Could you copy every line in the listing below that has the word "autofix"?
....
PR #2251, opened 2025-03-22
feat(autofix): Disable shell for command tools, make list directory a tree

roaga:
Disabling shell for the `grep` and `find` tools for security purposes.

Also make `list_directory` return a `tree` format of nested directories.
Root cause correctness went from 84 to 88%.
Solution correctness went from 67% to 68%.

### DIFF
--- a/src/seer/automation/autofix/tools.py
+++ b/src/seer/automation/autofix/tools.py
@@ -1,4 +1,5 @@
 import logging
+import shlex
 import subprocess
 import textwrap
 from concurrent.futures import ThreadPoolExecutor, as_completed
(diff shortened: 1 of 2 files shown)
....
Written solution:
feat(autofix): Disable shell for command tools, make list directory a tree
--- a/src/seer/automation/autofix/tools.py
+++ b/src/seer/automation/autofix/tools.py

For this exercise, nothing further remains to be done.